C’est un système compliqué basée sur la puissance des services de renseignements, notamment le DRS, qui est présent dans tous les domaines de la vie (hôpitaux, universités, partis, marchés, télévision, association…). Il y a un service puissant qui monopolise le jeu politique. Il n’obéit à aucun contrôle puisque la majorité des actes de gestion du pays se passent en dehors des institutions. On peut aligner les institutions (un chef de l’Etat, un parlement, un sénat, des APC, APW…) mais nous sommes convaincus que le jeu politique se déroule en dehors de toutes ces institutions.
Bouteflika participe à ce jeu mais sans en être le pouvoir entier.

Le changement qui doit se produire en Algérie doit dépasser le départ d’un homme. Cela doit être un changement à même de permettre à l’Algérie d’accéder à la démocratie.

Maintenant sur le mode d’accès à la démocratie, sur un plan personnel, je ne crois pas aujourd’hui à la seule possibilité de faire évoluer le système politique algérien vers la démocratie de l’intérieur.
Les expériences sont là, il y a bien des partis politiques, il y a bien des expériences de gens qui ont cru à la possibilité de réformer le pouvoir de l’intérieur.
La dernière en date, rapportée par les médias nationaux et internationaux, a été l’élection présidentielle de 2004, lorsque l’ancien premier ministre de Bouteflika, Ali Benflis, s’était porté candidat. Il y a eu tout un tapage médiatique et on a voulu à ce moment là accréditer la thèse qu’il était possible de réformer le système de l’intérieur en jouant tel clan contre tel clan. L’aboutissement de cette élection a bien prouvé que le système est cimenté par des intérêts qui arrivent à unir tous les compartiments du pouvoir.

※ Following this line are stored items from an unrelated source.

PR #537, opened 2024-02-19
Unify home

ramirobg94:


src/arena-mobile-ui/components/SelectWithLabel/component.js
```diff
@@ -7,6 +7,7 @@ import {Label} from '../LabelsAndValues';
 import Select from '../Select';
 
 import _styles from './styles';
+import {pickerSelectStylesNeutral} from 'screens/Form/components/EntityPage/components/common/EntityPanel/EntityNodeSelector/styles';
```
SteRiccio: it's quite strange that this component under /components depends on a style defined in a component under /screens/... I would expect the opposite.

src/form/Attributes/Code/Preview/hooks/useCode.js
```diff
@@ -49,11 +49,11 @@ export const useCodeWithNode = (nodeDef, node) => {
     const expressionEvaluator = new RecordExpressionEvaluator();
     const items = node?.uuid ? nodeCategoryItems : nodeDefCategoryItems;
     if (!itemsFilter) {
```
SteRiccio, line 55: you could be more explicit here: 
`if (!items) return undefined`
and avoid the optional chaining operator in the following lines

src/screens/Home/components/Survey/components/SurveyDetail/component.js
```diff
@@ -1,72 +1,137 @@
...
+  const [showAll, setShowAll] = useState(false);
+  return (
+    <View style={styles.viewMoreContainer}>
+      <TextBase type="secondary" numberOfLines={showAll ? 0 : 2}>
+        {value}
+      </TextBase>
+      <Pressable
+        onPress={() => setShowAll(!showAll)}
+        style={styles.viewMoreButton}>
+        <TextBase type="bold">{showAll ? 'View less' : 'View more'}</TextBase>
```
SteRiccio: should these strings "view less/more" use localization?

src/screens/Home/components/Survey/components/SurveyDetail/component.js
```diff
@@ -1,72 +1,137 @@
...
+  if (labelSplit.length >= 2) {
+    return labelSplit[0][0] + labelSplit[1][0];
+  }
+
+  if (labelSplit.length >= 1) {
+    return labelSplit[0][0];
+  }
+
+  return labelSplit[0];
+};
```
SteRiccio: if I understand correctly, what you want to do here is to: 
1) split the text by space
2) take the first 3 parts
3) take the first letter of the parts
4) capitalize the letter
5) return a concatenation of the capitalized first letters  

so in practice it could be done with something similar to this:  

```
String(surveyLabel)
    .toUpperCase()
    .split(/\s+/)
    .slice(0, 3)
    .map(part => part[0])
    .join('')
```
that I think is more clear and if one day you decide to use 4 parts instead of 3, you can change the parameter passed to slice.

src/screens/Home/components/Survey/components/SurveyDetail/component.js
```diff
@@ -1,72 +1,137 @@
...
+      },
+    ];
+
+    if (numberOfCycles > 1) {
+      _info.push({
+        label: t('Home:survey.card.cycle'),
+        value: `${t('Home:survey.card.cycle_value', {
+          numberOfCycles,
+          cycle: `${String(Number(surveyCycle) + 1)} (${
+            surveyCycles[surveyCycle]?.dateStart
```
SteRiccio: is it possible to extact  surveyCycles[surveyCycle] into a variable, currentCycle or similar? it's quite difficult to understand what will be the resulting string generated in the lines 94-99

src/screens/Records/components/ListRecords/component.js
```diff
@@ -82,7 +83,7 @@ const ListRecords = ({selectedRecordUuid, setSelectedRecord}) => {
   );
 
   const loading = useSelector(recordSelectors.getIsGettingRemoteRecordsSummary);
-  if (recordUuids.length <= 0) {
+  if (recordUuids?.length <= 0) {
```
SteRiccio: when recordUuids is null or undefined, recordUuids?.length <= 0 will give false... isn't  it? and I think I've already commented in the past the array length <= 0... I give up!

SteRiccio (approved):
approved with some minor comments

src/arena-mobile-ui/components/SelectWithLabel/component.js
ramirobg94: Yep in fact this style should be on other 3rd place

src/screens/Records/components/ListRecords/component.js
ramirobg94: What do you like to say with "I give up"?

src/screens/Home/components/Survey/components/SurveyDetail/component.js
ramirobg94: right , I added the 3rd line to remove '-' and not needed spaces

String(surveyLabel)
    .toUpperCase()
    .replace(/[^a-zA-Z ]/g, '')
    .split(/\s+/)
    .slice(0, 3)
    .map(part => part[0])
    .join('')

src/screens/Home/components/Survey/components/SurveyDetail/component.js
ramirobg94: right

src/form/Attributes/Code/Preview/hooks/useCode.js
ramirobg94: I will check

src/screens/Home/components/Survey/components/SurveyDetail/component.js
ramirobg94: I will check

src/screens/Records/components/ListRecords/component.js
SteRiccio: just that I won't tell it to you anymore

SteRiccio (approved):

src/screens/Records/components/ListRecords/component.js
ramirobg94: Sorry, @SteRiccio. Could you share what "it" is? I am not getting this comment. Could you clarify?

ramirobg94: Ahhhh, now I understand!!!

It is the difference in style of the length <= 0 vs length === 0

that you commented a long time ago,
Sorry because, I didn't remember as I used to write with <= 0 just because the habit, 

I could change it to fit your preferences,

SteRiccio: I was joking above, I said that I won't tell it to you anymore, keep it as it is, it doesn't change anything in the end.

PR #539, opened 2024-03-06
Use mapsme to navigate

ramirobg94:


src/state/records/sagas/createRecord/index.js
```diff
@@ -24,6 +25,13 @@ const _createRecord = ({survey, user, cycle}) => {
     // _nodeRootUuid
     // _nodesByParentAndDef
     // _nodesByDef
+    appInfo: {
+      createdWith: {
+        appId: 'arena-mobile',
+        appVersion: DeviceInfo.getReadableVersion(),
+        appPlatform: DeviceInfo.getSystemName(),
+      },
+    },
```
ramirobg94: Please we have to check that it sends the expected info @SteRiccio

src/state/records/sagas/createRecord/index.js
```diff
@@ -6,9 +6,20 @@ import surveySelectors from 'state/survey/selectors';
...
 
 // extract this creators to arena-core
-const _createRecord = ({survey, user, cycle}) => {
+const _createRecord = async ({survey, user, cycle}) => {
+  let appVersion = '-';
+  let appPlatform = '-';
+
+  try {
+    appVersion = await DeviceInfo.getDeviceInfo().getReadableVersion();
+    appPlatform = await DeviceInfo.getDeviceInfo().getSystemName();
```
ramirobg94: https://www.npmjs.com/package/react-native-device-info


let systemName = DeviceInfo.getSystemName();
// iOS: "iOS" on newer iOS devices "iPhone OS" on older devices (including older iPad models), "iPadOS" for iPads using iPadOS 15.0 or higher.
// Android: "Android"
// Windows: ?

src/state/records/sagas/createRecord/index.js
```diff
@@ -24,6 +35,13 @@ const _createRecord = ({survey, user, cycle}) => {
     // _nodeRootUuid
     // _nodesByParentAndDef
     // _nodesByDef
+    appInfo: {
+      createdWith: {
+        appId: 'arena-mobile',
+        appVersion,
+        appPlatform,
```
SteRiccio: in the latest version of Arena I've renamed them to "version" and "platform", without the "app" prefix, is it ok for you or do you prefer to keep that prefix?

src/state/records/sagas/createRecord/index.js
SteRiccio: it doesn't matter too much now, it would be good to have some statistics from the server side about where the data comes from

src/infra/navigation/mapsme.js
```diff
@@ -0,0 +1,124 @@
+function transformName(s) {
+  return s
+    .split('')
+    .map(c => (c === ' ' ? '_' : c === '_' ? ' ' : c))
+    .join('');
+}
```
SteRiccio, line 6: not too much sure about what this does... a snake case? But I don't know why an empty space is converted to "_" while a "_" into an empty space, is it correct?

src/infra/navigation/mapsme.js
```diff
@@ -0,0 +1,124 @@
...
+    ) {
+      result += '%';
+      result += '0123456789ABCDEF'[c >> 4];
+      result += '0123456789ABCDEF'[c & 15];
+    } else {
+      result += s[i];
+    }
+  }
+  return result;
+}
```
SteRiccio, line 54: is it different from encodeURIComponent? and it's used only to encode a fixed name in your case, Location, am I wrong? so maybe it won't be necessary... also the constant arrays and strings could be moved out of the function into separate constants.

SteRiccio (approved):

src/infra/navigation/mapsme.js
ramirobg94: they do somehting wird I just copy and paste

PR #553, opened 2024-05-03
V1.44

ramirobg94:


src/i18n/de/Settings.json
```diff
@@ -109,6 +109,9 @@
     "hasToLockRecordsWhenLeave": {
       "title": "Datensätze sperren, wenn Formular verlassen wird"
     },
+    "hasToShowNotRelevantOnNavigationTree": {
```
SteRiccio, line 112: We agreed that the option was not needed, am I wrong? Not relevant nodes, hidden when not relevant, and entities marked as hidden in mobile should be hidden, without the need of the option

SteRiccio (changes requested):

SteRiccio (approved):

PR #557, opened 2024-05-10
Fixes

ramirobg94:


src/screens/Surveys/components/common/SurveyCard/component.js
```diff
@@ -37,26 +38,36 @@ const SurveyCard = ({
...
       <View style={styles.infoContainer}>
         <View style={styles.payload}>
-          <View style={styles.labelCotainer}>
-            <TextBase type="bold" size="l">
-              {survey.props?.labels?.[survey?.props?.languages?.[0]]}
-            </TextBase>
+          <View style={styles.visualDescriptionContainer}>
+            <VisualDescription
+              surveyLabel={
+                survey?.props?.labels?.[survey?.props?.languages?.[0]]
```
SteRiccio: this could be extracted into a constant, it's used at line 52 too and if one day you want to show the label in the device language (if available) it would be easier to change

SteRiccio (approved):

PR #570, opened 2024-07-05
improvements

ramirobg94:


src/analytics/events/uploadData/handlePrepareRecordsData/index.js
```diff
@@ -0,0 +1,16 @@
...
+  continue: defaultEvent({
+    type: 'UploadData handlePrepareRecordsData Continue',
+  }),
+  success: defaultEvent({
+    type: 'UploadData handlePrepareRecordsData Success',
+  }),
+  error: defaultEvent({
+    type: 'UploadData handlePrepareRecordsData Error',
+  }),
+};
```
SteRiccio, line 16: these events look always the same, only the suffix of the type changes, in this case "UploadData handlePrepareRecordsData". Can it be more generic?

src/state/records/sagas/getRemoteRecordsSummary/index.js
```diff
@@ -39,18 +40,23 @@ function* handleGetRemoteRecordsSummary() {
...
 
-    const recordsSummaryByRecordUuid = list.reduce((acc, recordSummary) => {
-      acc[recordSummary.uuid] = recordSummary;
-      return acc;
-    }, {});
+    let recordsSummaryByRecordUuid = {};
+    if (!Objects.isEmpty(recordsSummary?.list)) {
+      const {list} = recordsSummary;
+
+      recordsSummaryByRecordUuid = (list || []).reduce((acc, recordSummary) => {
```
SteRiccio, line 48: list is not empty at this point, you were already checking if list is not empty before, at line 45

SteRiccio (approved):

PR #572, opened 2024-07-19
Upload one by one

ramirobg94:


src/form/common/Form/component.js
```diff
@@ -63,7 +66,7 @@ export const RenderFormContainer = () => {
     return (
       <KeyboardAvoidingView
         style={styles.container}
-        behavior={Platform.OS === 'ios' ? 'padding' : 'height'}
+        behavior={keyboardAvoidingBehavior}
         enabled>
```
SteRiccio, line 70: maybe it was simpler to wrap KeyboardAvoidingView into your own component, so that you don't have to remember to pass a custom "behaviour" every time you use it

SteRiccio (approved):

PR #606, opened 2024-11-26
Fix multiple entity home keys visibility 

### LINKED ISSUE #599: multiple entity summary view: strange behaviour after item deletion
it happens when the entity has more than one key attributes; first only one key appears in the table; when an item is deleted, both keys appear.

https://github.com/user-attachments/assets/96e6fd4a-993c-4324-b59f-bffe355fd234

ramirobg94:
resolves #599


src/state/form/selectors/index.js
```diff
@@ -423,6 +423,10 @@ const getFormAttributesNodeDefs = createSelector(
     formAttributesNodeDefs = formAttributesNodeDefs
       ?.map(nodeDefUuid => nodeDefsByUuid[nodeDefUuid])
       .filter(_nodeDef => {
+        if (NodeDefs.isKey(_nodeDef)) {
+          return true;
+        }
+
```
SteRiccio: the check Objects.isEmpty(_nodeDef) could be done first, then all other checks.
Please also notice that there are helper methods in Nodes to extract other properties, like Nodes.isHidden, Nodes.isHiddenInMobile.

SteRiccio (changes requested):

src/state/form/selectors/index.js
ramirobg94: if (Objects.isEmpty(_nodeDef)) { return false; }
if (NodeDefs.isKey(_nodeDef)) { return true; }
if (_nodeDef?.props?.hidden) { return false; }
if (NodeDefs.isHiddenInMobile(cycle)(_nodeDef)){ return false; }

src/state/form/selectors/index.js
```diff
@@ -423,6 +423,10 @@ const getFormAttributesNodeDefs = createSelector(
...
         if (Objects.isEmpty(_nodeDef)) {
           return false;
         }
```
ramirobg94:
```suggestion
        if (Objects.isEmpty(_nodeDef)) {
          return false;
        }
```
```suggestion
```

src/state/form/selectors/index.js
```diff
@@ -423,6 +423,10 @@ const getFormAttributesNodeDefs = createSelector(
     formAttributesNodeDefs = formAttributesNodeDefs
       ?.map(nodeDefUuid => nodeDefsByUuid[nodeDefUuid])
       .filter(_nodeDef => {
+        if (NodeDefs.isKey(_nodeDef)) {
+          return true;
+        }
```
ramirobg94:
```suggestion
        if (Objects.isEmpty(_nodeDef)) {
          return false;
        }
        
        if (NodeDefs.isKey(_nodeDef)) {
          return true;
        }
```

SteRiccio (approved):

src/state/form/selectors/index.js
```diff
@@ -426,13 +426,16 @@ const getFormAttributesNodeDefs = createSelector(
...
+
         if (_nodeDef?.props?.hidden) {
           return false;
         }
 
-        const layoutProps = NodeDefs.getLayoutProps(cycle)(_nodeDef);
-
-        if (layoutProps?.hiddenInMobile === true) {
+        if (NodeDefs.isHiddenInMobile(cycle)(_nodeDef)) {
```
SteRiccio, line 438: NodeDefs.isHidden can be used here instead of _nodeDef?.props?.hidden

src/state/form/selectors/index.js
```diff
@@ -426,13 +426,16 @@ const getFormAttributesNodeDefs = createSelector(
         if (Objects.isEmpty(_nodeDef)) {
           return false;
         }
+
+        if (NodeDefs.isKey(_nodeDef)) {
+          return true;
+        }
+
         if (_nodeDef?.props?.hidden) {
```
ramirobg94:
```suggestion
        if (NodeDefs.isHidden(_nodeDef)) {
```

SteRiccio (approved):

PR #607, opened 2024-11-27
Files with computed name

ramirobg94:


src/form/Attributes/File/Cell/index.js
```diff
@@ -5,7 +5,14 @@ import BaseCell from 'form/Attributes/common/Base/Cell';
 
 const BaseValuesRenderer = ({nodes}) => (
   <TextBase numberOfLines={1}>
-    {nodes?.map(node => node?.value?.fileName).join(', ')}
+    {nodes
+      ?.map(node => {
+        const {fileName: fileNameUuid, fileNameCalculated} =
+          node?.value?.fileName;
```
SteRiccio, line 11: this one looks wrong, it should be:
const {fileName: fileNameUuid, fileNameCalculated} =
          node?.value ?? {}

src/form/Attributes/File/Preview/index.js
```diff
@@ -86,7 +86,7 @@ const NodeValueRender = ({node = false, nodeDef}) => {
   return (
     <>
       <Container>
-        {node?.value ? (
+        {node?.value && node?.value?.fileName ? (
```
SteRiccio, line 89: it could be simply node?.value?.fileName

src/form/Attributes/File/hooks/useFile.js
```diff
@@ -59,7 +65,7 @@ const useFile = ({nodeDef, node, isImage = false}) => {
   const deleteFile = useCallback(() => {
     handleDelete({
       node,
-      label: node?.value?.fileName,
+      label: node?.value?.fileNameCalculated,
```
SteRiccio, line 68: in this case, if fileNameCalculated is missing it should default to something else

SteRiccio (changes requested):

SteRiccio:
also please check the SonarCloud issues

src/form/Attributes/File/Preview/index.js
SteRiccio: there are also helper methods in arena-core for this, e.g. NodeValues.getFileName

PR #1423, opened 2026-06-04
docs(artifacts): complete the type-4 variant taxonomy — include interactive mind map (variant 4)

teng-lin:
## What

Complete the artifact **type-4 variant taxonomy** in the describing comments / docstrings / docs. Several of these framed artifact type code 4 as the quiz/flashcard family but omitted the **interactive mind map (variant 4)**, which is also type 4. Updated, comments/docstrings/docs only:

- `src/notebooklm/_types/artifacts.py` — `ArtifactType` class docstring, `_map_artifact_kind` `variant` arg doc + the type-4 dispatch comment, and the unknown-variant warning string (`Unknown QUIZ variant {variant}.` → `Unknown type-4 (quiz / flashcards / mind-map) variant {variant}.`).
- `src/notebooklm/_row_adapters/artifacts.py` — the `[9]` options-block field comment, the `variant` property docstring, and the raw-type-match `Note:` docstring.
- `docs/python-api.md` — `_variant` field comment now `(1=flashcards, 2=quiz, 4=interactive mind map)`.
- `docs/rpc-reference.md` — the variant comments in the quiz/flashcard CREATE-payload examples now also list `4=interactive mind map` (each example keeps its own variant value).

The canonical block at `rpc/types.py:144-151` (already correct) is the source of wording and was left untouched.

## Why

Type code 4 is a **three-variant family** multiplexed via the variant at `data[9][1][0]`: `FLASHCARDS_VARIANT=1`, `QUIZ_VARIANT=2`, `INTERACTIVE_MIND_MAP_VARIANT=4`. The code already handles all three (`_map_artifact_kind`, `is_interactive_mind_map`, `is_unclassified_type4`); only the describing comments lagged, framing type 4 as just quiz/flashcard. This is a **comments-only** alignment with the canonical taxonomy — **zero behavior change**. No test asserts the old warning text. The genuinely quiz/flashcard-*specific* download/format paths (which use a separate extraction path for the mind map) were intentionally left as-is.

## Summary by CodeRabbit

* **Documentation**
  * Clarified artifact type documentation across API and SDK references to note that the type-4 family includes multiple variants (quizzes, flashcards, and interactive mind maps).
  * Rephrased variant explanations and inline comments so variant 4 is explicitly described as an interactive mind map option.
  * Updated notes and warnings to generically reference “type-4 (quiz / flashcards / mind-map)” for consistency.

### DIFF
--- a/docs/python-api.md
+++ b/docs/python-api.md
@@ -1890,7 +1890,7 @@ class Artifact:
     status: int                     # 1=processing, 2=pending, 3=completed, 4=failed
     created_at: Optional[datetime]
     url: Optional[str]
-    _variant: int | None = None     # Internal variant for type-4 artifacts (1=flashcards, 2=quiz).
+    _variant: int | None = None     # Internal variant for type-4 artifacts (1=flashcards, 2=quiz, 4=interactive mind map).
 
     @property
     def kind(self) -> ArtifactType:
--- a/docs/rpc-reference.md
+++ b/docs/rpc-reference.md
@@ -717,7 +717,7 @@ params = [
         [
             None,
             [
-                2,                    # Variant: 2=quiz, 1=flashcards
+                2,                    # Variant: 2=quiz, 1=flashcards, 4=interactive mind map
                 None,
                 instructions,
                 None,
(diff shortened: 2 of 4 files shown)


teng-lin:
@claude review

teng-lin:
Thanks for the review. Addressed both cosmetic nits in 63b8c6db:
- Dropped the redundant trailing clause in the type-4-family resolve comment (`_types/artifacts.py`).
- Reworded the position-9 table comment to `distinguish among QUIZ, FLASHCARDS, and the interactive mind map` to fix the `from … from` awkwardness (`_row_adapters/artifacts.py`).

Comments-only; zero behavior change.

Aujourd’hui, nous pouvons dire que l’argent, la corruption, la rente constituent le ciment essentiel du pouvoir. Donc, quand il s’agit d’aller vers le pouvoir, le système semble plus fermé parce qu’il est traversé par des intérêts que veulent préserver les uns et les autres.

Quel genre d’ouverture est possible ? Sur un autre plan, je pense que l’Algérie mérite une transformation pacifique, l’Algérie a payé les frais, la facture la plus élevée de la revendication démocratique, de la liberté.
L’Algérie a besoin d’une transformation pacifique et prendra le temps qu’il faut.

La réalité de la société algérienne et du pouvoir algérien rendent la situation plus compliqué qu’en Tunisie.

L’ouverture doit se faire autant dans le pouvoir que dans la société. Aujourd’hui, il y a un travail à faire autant pour transformer le pouvoir que pour transformer la société.
C’est une société qui a été écrasée par le régime instauré depuis l’indépendance, mais cet écrasement, cette destruction a été encore aggravée par vingt ans de guerre civile, de violence.

La violence qui a trop duré laissera des séquelles, des traumatismes très profonds dans la société. En Algérie, le pouvoir a utilisé ces traumatismes comme moyen de chantage sur la société et dès que l’on évoque le mot changement, il veut imposer un seul regard qui laisse la population ne considérer le changement que comme un retour en arrière.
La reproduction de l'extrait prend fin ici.